This is no time to be doing your hair, Vince!

VINCE:

No, look!

(_he trains the hairdryer on the ice, and instantly it begins to melt, blasted away by VINCE'S powerful sense of style!)_

VINCE:

Yeah! Look at me go! Take that, will you!

(_as the ice melts, the door does too, and our boys fall forwards into a new universe) _

**Through The Door 3:**

_(they land facedown on what appears to be a tennis court_)

VINCE:

(_sitting up_)

Where are we?

HOWARD:

Looks like some kind of sports club

(_from across the court, a man approaches. He's dressed in colourful tennis gear – shorts, sweater knotted over his shoulders and looks more than a little like Dixon Bainbridge, except for the fact that he has three legs and four arms, a racket in two of his hands_)

TENNIS MAN:  
I say, you there! Are you members?

VINCE:

Members of what?

TENNIS MAN:

The tennis club! Good god, man, we don't let any Tom, Dick and Harriet who falls onto the court play, you know!

HOWARD:

We don't want to play tennis, sir. We're just trying to find the right door to get home

TENNIS MAN:

Ah, well, you should have thought of that before you gatecrashed, shouldn't you! Security!

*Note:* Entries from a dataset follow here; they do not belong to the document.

PR #418, opened 2025-05-04
Fix some comments in s2builderutil_snap_functions

rsned:


src/s2/s2builderutil_snap_functions.h
```diff
@@ -217,7 +217,7 @@ class IntLatLngSnapFunction : public S2Builder::SnapFunction {
   static int ExponentForMaxSnapRadius(S1Angle snap_radius);
 
   // For IntLatLng snapping, the minimum separation between vertices depends on
-  // exponent() and snap_radius().  It can vary between snap_radius()
+  // exponent() and snap_radius().  It can vary between 0.471 * snap_radius()
```
jmr, line 220: How about "It can vary between approximately 0.471 * snap_radius()"? Or "approximately sqrt(2)/3 * snap_radius()"?

jmr (changes requested):

src/s2/s2builderutil_snap_functions.h
rsned: updated.

jmr (approved):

(_from across the court come running two more three legged, four armed people, dressed as umpires_)

HOWARD:

Run for it!

(_he and VINCE scramble to their feet and leg it across the court, heading for a series of doors set into the wall_)

VINCE:

Which one?

HOWARD:

Doesn't matter! Just pick one!

(_one of the umpires grabs Howard's arm, tearing a sleeve off his new shirt but he escapes _

_and the boys crash though the nearest door, marked "Parallel Universe 98"_)

TENNIS MAN:

You fools! In trying to escape us, you have fled into far greater danger!

Where does that door go?

(_his two umpire security guards shrug_)

TENNIS MAN:

Ah well, never mind. Tennis, anyone?

**Through The Door 4:**

_HOWARD and VINCE fall down onto a new surface, which is white and soft. _

_Carefully they get to their feet_

VINCE:

Where are we now?

HOWARD:

I don't know. But it seems like we're alone, so it's an improvement from the last one

VINCE:

That guy had three legs!

HOWARD:

Yeah, and four arms. Still, I can see where that could come in handy playing tennis

VINCE:

He could play doubles with himself!

HOWARD:

Right, let's try and find another door, shall we?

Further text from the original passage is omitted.